> _ACTIVITY_: The whole listing must be returned exactly, with no line missing.

> _AVAILABLE DATA_:
++++++++++++++++++++
PR #1847, opened 2020-08-31
Adversary updates

b17zr:
- Only allow saving if name an description are filled out by disabling the save button. The other popup which displays the "you need a description" error can end up somewhere else in the page, which is confusing.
++++++++++++++++++++
> _RESPONSE TO THIS TASK_:
PR #1847, opened 2020-08-31
Adversary updates

b17zr:
- Only allow saving if name an description are filled out by disabling the save button. The other popup which displays the "you need a description" error can end up somewhere else in the page, which is confusing.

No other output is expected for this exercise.